PR #179, opened 2026-03-03
feat: add RALPHEX_EXTRA_ENV support for passing environment variables to Docker

bronislav:
## Summary

- Add `RALPHEX_EXTRA_ENV` environment variable for passing env vars to container (comma-separated)
- Add `-E`/`--env` CLI flags for passing individual env vars (uppercase E to avoid conflict with ralphex's `-e`/`--external-only`)
- Support both explicit values (`VAR=value`) and name-only form (`VAR`) that inherits from host
- Emit security warnings when sensitive names (KEY, SECRET, TOKEN, etc.) have explicit values
- Validate env var names (must match `^[A-Za-z_][A-Za-z0-9_]*`)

◆ **WHAT IS EXPECTED**: Restate every record exactly, leaving nothing out.

◆ **FINISHED TASK**:
PR #179, opened 2026-03-03
feat: add RALPHEX_EXTRA_ENV support for passing environment variables to Docker

bronislav:
## Summary

- Add `RALPHEX_EXTRA_ENV` environment variable for passing env vars to container (comma-separated)
- Add `-E`/`--env` CLI flags for passing individual env vars (uppercase E to avoid conflict with ralphex's `-e`/`--external-only`)
- Support both explicit values (`VAR=value`) and name-only form (`VAR`) that inherits from host
- Emit security warnings when sensitive names (KEY, SECRET, TOKEN, etc.) have explicit values
- Validate env var names (must match `^[A-Za-z_][A-Za-z0-9_]*`)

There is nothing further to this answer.